(The following story by Scott Deveau appeared on the Financial Post website on March 25, 2010.)
OTTAWA — With the economy back on track, it’s high time investors become bullish on Canada’s transportation sector, according to National Bank Financial.
“What we know is that trains, trucks and planes are witnessing a recovery in volumes and very early signs of pricing improvements,” said David Newman, the bank’s transport analyst. “It’s time to climb aboard and enjoy the ride especially given the efforts of these companies -all of these companies -in cutting costs.”
Even the most pessimistic in the sector are starting to talk about a year of growth.
Canadian Pacific Railway Ltd., long cautious about a possible pullback, has acknowledged its customers are starting to express optimism about 2010.
“We still see a lot of uncertainty out there,” said Kathryn McQuade, CP chief financial officer. “[But ] it’s the first time in the last couple of weeks that we really started seeing a little more optimism.”
By contrast, Canadian National Railway Co. has been much more rosy since its volumes started to improve in recent months. While the railway said business has been “lumpy” as shipments return, it still expects to see a significantly stronger 2010 than last year.
“It is clearly a good start to the year, but we’ll have to see how it evolves,” said Luc Jobin, CN chief financial officer. “The good news is the revenue side of the equation is showing healthy signs of a gradual recovery.”

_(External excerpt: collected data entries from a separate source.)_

PR #90, opened 2018-08-12
Chat commands/createitem

johmarjac:
This PR adds functionality to send World Messages to a user + I already edited the CreateItem Chat Command which required that packet.

Additionally I left a notice to consider loading the currently hardcoded text being sent to the player, loaded from a language dynamic file. So we might load a json file related to the world servers language setup and take the texts from there.

image

### DIFF
--- a/src/Rhisis.World/Game/Chat/CreateItemCommand.cs
+++ b/src/Rhisis.World/Game/Chat/CreateItemCommand.cs
@@ -1,4 +1,5 @@
 ﻿using NLog;
+using Rhisis.Core.Data;
 using Rhisis.Core.Structures.Game;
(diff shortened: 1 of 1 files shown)


johmarjac:
Okay, yeah, that makes much more sense. Thanks for the hint. I have replaced it with the defined text. Additionally this PR adds the SendWorldMsg packet then which is not being used then, I guess that is fine for future?

Eastrall:
All good. Let's merge this PR!

Skeatwin:
```SendWorldMsg``` in all case will be used one day or another. 
All not definded text will use this method. 
For exemple, if the administator want to send a message to all players ;)

PR #91, opened 2018-08-14
Messenger System

johmarjac:
Hi,

I´ve created this PR to discuss what I´ve done or should be doing.
As for now, I have created and added a new Component, the _MessengerComponent_, to the PlayerEntity, containing a _List<IPlayerEntity>_.

I´ve yet no idea how synchronizing with Database works as I have not yet looked into that yet. With that PR the MessengerSystem is added and the PacketType ADDFRIENDREQUEST is handled in that system. It checks the List<IPlayerEntity> if there is already the friend added, and if not it will send the Snapshot to the requested client. Nothing else is done yet and before I continue I wanted to discuss the code I´ve written so far here.


johmarjac:
No, I messed up commits, will fix this first.

PR #6103, opened 2020-06-23
Hide some SWIG Java warnings

geographika:
Currently the Travis build with optimisations has a 15,000 line log file: https://travis-ci.org/github/mapserver/mapserver/jobs/699304461 = lines 15357

Many of these are warnings related to the Java MapScript bindings e.g.:

` /home/travis/build/mapserver/mapserver/build/mapscript/java/edu/umn/gis/mapscript/mapscriptJAVA_wrap.c:12271:19: warning: dereferencing type-punned pointer will break strict-aliasing rules [-Wstrict-aliasing]
`

This is caused by the optimisation flag:

`make cmakebuild MFLAGS="-j2" CMAKE_C_FLAGS="-O2...`

See https://github.com/mapserver/mapserver/blob/master/ci/travis/script.sh#L30

A similar issue arose at https://github.com/microsoft/LightGBM/issues/1556

See SWIG notes at http://www.swig.org/Doc4.0/Java.html#Java_compiling_dynamic

> Important
> If you are going to use optimisations turned on with gcc (for example -O2), ensure you also compile with -fno-strict-aliasing. The GCC optimisations have become more aggressive from gcc-4.0 onwards and will result in code that fails with strict aliasing optimisations turned on. See the C/C++ to Java typemaps section for more details. 

Hiding these warnings takes 5,000 lines off the log which makes it easier to see other errors. E.g. https://travis-ci.org/github/geographika/mapserver/jobs/701402353

### DIFF
--- a/mapscript/java/CMakeLists.txt
+++ b/mapscript/java/CMakeLists.txt
@@ -15,7 +15,7 @@ set (CMAKE_SWIG_OUTDIR "${CMAKE_CURRENT_BINARY_DIR}/edu/umn/gis/mapscript")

Volumes are improving at such a rate that JP Morgan upgraded its earnings estimates for all North American rails last week, including those of CN and CP.

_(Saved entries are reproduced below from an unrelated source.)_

Issue #5708, opened 2018-11-24
MapScript PHPNG adding false build targets to Python MapScript


geographika:
The following code in the mapscript.i file:

```
#ifdef SWIGPHPNG
%module mapscriptng
#else
%module mapscript
#endif
```

Causes the following to be added to `build/mapscript/python/CMakeFiles/_pythonmapscript.dir/build.make`

```
mapscript/python/mapscriptng.py: mapscript/python/mapscriptPYTHON_wrap.c
	@$(CMAKE_COMMAND) -E touch_nocreate mapscript/python/mapscriptng.py 
```

As this file is never generated it has the following knock-on effect of generating a dependency that is never created in `/build/mapserver/build/mapscript/python/CMakeFiles/_pythonmapscript.dir/DependInfo.Cmake`
   
```
# Pairs of files generated by the same build rule.
set(CMAKE_MULTIPLE_OUTPUT_PAIRS
  "/build/mapserver/build/mapscript/python/mapscriptng.py" "/build/mapserver/build/mapscript/python/mapscriptPYTHON_wrap.c"
  )
```

This causes the Python MapScript bindings to be rebuilt every time `make` or `make install` is called as shown in the logs (for future reference you can see what triggered the rebuild using `make install VERBOSE=1`:

```
make[2]: Entering directory '/build/mapserver/build'
cd /build/mapserver/build && /usr/bin/cmake -E cmake_depends "Unix Makefiles" /build/mapserver /build/mapserver/mapscript/python /build/mapserver/build /build/mapserver/build/mapscript/python /build/mapserver/build/mapscript/python/CMakeFiles/_pythonmapscript.dir/DependInfo.cmake --color=
Deleting primary custom command output "/build/mapserver/build/mapscript/python/mapscriptPYTHON_wrap.c" because another output "/build/mapserver/build/mapscript/python/mapscriptng.py" does not exist.
```

Using the following command - `grep -iRl "mapscriptng" ./` the only place `mapscriptng` is mentioned is in mapscript.i

I'm not sure on how everything fits together, or why this target is generated by CMake. Changing it to the following fixes the issue in Python, but may break the PHPNG build:
```
%module mapscript
#ifdef SWIGPHP
%module mapscriptng
#endif
```

@AlexanderGabriel - maybe you have an idea on what causes this?

AlexanderGabriel:
Hi @geographika ,

sure, you are in the right branch?
[...]

PR #6104, opened 2020-06-27
install PHPNG required file 'mapscript.php'

jmckenna:
- fixes reports of Debian-GIS not including the required file 'mapscript.php' (https://bugs.launchpad.net/ubuntu/+source/mapserver/+bug/1884854)
 - will install the file into the PHP_EXTENSTION_DIR, such as:

     `-- Installing: /usr/lib/php/20170718/mapscript.php`

### DIFF
--- a/mapscript/mapscript.i
+++ b/mapscript/mapscript.i
@@ -38,7 +38,7 @@
 #endif
 %}
 
-#ifndef SWIGPHPNG
+#ifndef SWIGPHP7
 %module mapscript
 #else
 %module mapscriptng
--- a/mapscript/mapscript.i
+++ b/mapscript/mapscript.i
@@ -38,7 +38,7 @@
 #endif
 %}
 
-#ifndef SWIGPHP7
+#ifndef SWIGPHPNG
 %module mapscript
 #else
 %module mapscriptng
--- a/mapscript/phpng/CMakeLists.txt
+++ b/mapscript/phpng/CMakeLists.txt
@@ -84,4 +84,6 @@ set_target_properties(${SWIG_MODULE_mapscript_REAL_NAME} PROPERTIES PREFIX "")
 
 if(NOT WIN32)
   install(TARGETS php_mapscriptng DESTINATION ${PHP_EXTENSION_DIR})
+  # install the required file containing MapServer constants and functions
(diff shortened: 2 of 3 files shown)


sebastic:
The file content is wrong:
```
// Try to load our extension if it's not already loaded.
if (!extension_loaded('mapscript')) {
  if (strtolower(substr(PHP_OS, 0, 3)) === 'win') {
    if (!dl('php_mapscript.dll')) return;
  } else {
    // PHP_SHLIB_SUFFIX gives 'dylib' on MacOS X but modules are 'so'.
    if (PHP_SHLIB_SUFFIX === 'dylib') {
      if (!dl('mapscript.so')) return;
    } else {
      if (!dl('mapscript.'.PHP_SHLIB_SUFFIX)) return;
    }
  }
}
```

Canadian railways have also managed well through the recession by offsetting drastic drops in shipments with aggressive cost cuts.

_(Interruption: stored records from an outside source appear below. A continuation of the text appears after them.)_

PR #6111, opened 2020-07-08
Vagrant and Travis-CI: update to Ubuntu Bionic

### LINKED ISSUE #5775: Switch Travis to use xenial or bionic (trusty EOL in April 2019)
With Ubuntu trusty going EOL in April, the Travis builds should be switched to xenial.

rouault:
Fixes #5775

By using ubuntugis-unstable, this also upgrades to GDAL 3 & PROJ 7

PHP 5.6 and 7.0 Travis-CI configs are no longer tested as not supported on Bionic

Number of expected results have been regenerated due to changes in libraries (with the build in /vagrant/build_vagrant)

Like previously, the PHP 7.1 and 7.2 configs still use PROJ with the legacy proj_api.h, while PHP 7.3 uses PROJ >= 6 proj.h API.
For that later config, a number of .alternative expected results have been created due to subtle differences in coordinate reprojections between PROJ legacy and modern API (with the build in /vagrant/build_vagrant_proj7)


rouault:
CC @dmorissette This may impact your updates for your mapml works. If you haven't started refreshing expected result, I presume merging this PR first would make sense

geographika:
@rouault - wondering how do you get msautotest to use the .alternative results?

rouault:
>  wondering how do you get msautotest to use the .alternative results?

due to https://github.com/mapserver/mapserver/blob/3568fa6f5dbc655afa5e94aea742a2c8d44a441f/msautotest/pymod/testlib.py#L88

geographika:
> due to
> 
> https://github.com/mapserver/mapserver/blob/3568fa6f5dbc655afa5e94aea742a2c8d44a441f/msautotest/pymod/testlib.py#L88

Thanks.  I didn't realise that was already in place. I might look at a similar approach to getting msautotest to run on Appveyor.

rouault:
> at a similar approach to getting msautotest to run on Appveyor.

Hum, I'd be afraid this would result in having a lot of variants, and the issue with AppVeyor/Windows is that it is less easy to update. You actually need to access to the Windows environment to be able to refresh the tests, which would be highly inconvenient from my perspective. At least with Vagrant, I believe anybody is in position to update them.

I was a bit hesitant about introducing this .alternative mechanism to start with. My idea is that at some point we use only the PROJ >= 6 code path, and no longer have a need for alternative expected results

Issue #6114, opened 2020-07-10
GEOMTRANSFORM "labelpnt"with SHADOWCOLOR causes memory corruption


szekerest:
The use case is:

```
CLASS
      NAME "Class (0)"
      LABEL
        FONT "arial"
        SIZE 8
        ALIGN LEFT
        OFFSET 0 0
        POSITION CC
        REPEATDISTANCE -1
        SHADOWCOLOR 255 255 255
        SHADOWSIZE 1 1
        STYLE
          COLOR 0 0 0
          GEOMTRANSFORM "labelpnt"
          SIZE 8
          SYMBOL "Circle"
          WIDTH 2
        END # STYLE
        TEXT "[ASSESSMENT]"
      END # LABEL
      STYLE
        COLOR 206 206 206
        OUTLINECOLOR 147 158 223
        SIZE 8
        WIDTH 0.8
      END # STYLE
      TEMPLATE "query.html"
    END # CLASS
```

PR #6115, opened 2020-07-10
Fix memory corruption when GEOMTRANSFORM and SHADOWCOLOR is used in label simultaneously #6114

szekerest:


jmckenna:
thanks @szekerest

PR #6118, opened 2020-07-14
Add docstrings to all MapScript classes and methods

geographika:
This pull request adds Doxygen-style docstrings to all MapScript classes and methods. This is part of [MS RFC 132: Update MapScript API Docs](https://mapserver.org/development/rfc/ms-rfc-132.html). Changes in this pull request are limited to the SWIG *.i interface files. 
Documentation has been taken from https://mapserver.org/mapscript/mapscript.html where available. 
Other changes include:

- standardising header includes into mapscript.i (some were duplicated)
- tab/space formatting
- typos
- add missing method documentation where possible

I've not had enough time to investigate every undocumented function or TODO from the docs, but hopefully these will build up over time along with expanding the Python MapScript test suite. 

There remain the following tasks which will be added in separate pull requests:

- %feature("shadow")  in Python not yet added (docstrings currently being ignored for these)
- class properties to be documented in the mapserver.h file
- Sphinx doc updates to use the new autodoc approach


sdlime:
This approach does look cleaner - less clutter in the files.

geographika:
@sdlime - is it ok to merge this, and then update the header files with comments for all MapScript accessible properties (using standard C comments) in a separate pull request?

geographika:
If there are no objections I'll merge this in the next couple of days.

sdlime:
No objections from me. Merge away!

PR #6124, opened 2020-07-23
Add a bounding box filter to requests passed down to OGR whenever possible

copierrj:
We observed that our WFS (MapServer + GeoPackage utilizing the OGR backend) is a lot slower when specific spatial operators are used in a filter condition. Although the spatial index in the GeoPackage could be used to accelerate those specific operators it was not.

By adding a bounding box filter to the request passed down to OGR whenever possible (= depending on which operator is used) the spatial index in GeoPackage is utilized for those requests resulting a very significant performance improvement.


jmckenna:
Changes make sense to me.  Thanks @copierrj !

Canadian airlines have managed to do the same, but are now starting to see both passengers and prices return as well.
Air Canada set a goal to improve its balance sheets by $500-million by the end of 2011 through various cost and revenue initiatives. To date, the carrier has managed to improve its books by $256-million. But Michael Rousseau, chief financial officer, said it won’t stop once the $500-million mark is reached.
Air Canada still has about a 30% cost disadvantage to WestJet Airlines Ltd., which is why most on the Street still prefer WestJet.
The Calgary carrier has also plotted an aggressive expansion that includes partnering with other international carriers to help fill its planes.
Jazz Air Income Fund, the regional affiliate of Air Canada, has also focused its attention on growth this year. Roughly 99% of Jazz’s revenue is derived from its capacity purchase agreement with Air Canada, whereby the main line purchases almost all of its seats and sells them back onto the market.
Joseph Randell, Jazz chief executive, said there are no restrictions in the CPA to limit his carrier from partnering with another carrier to charter flights.
To that end, Jazz has been in talks with players like Direct Save Holidays, a packaged-tour operator expected to launch this November in Canada.
Jazz is also interested in possibly taking an equity stake in another regional player, perhaps in Asia or Latin America, Mr. Randell said.
Regardless, he noted, Jazz should continue to appeal to investors because it is one of the only carriers in the world to offer a distribution -60¢ a unit annually -something he said would likely remain in place even if the company decides to convert to a corporation later this year.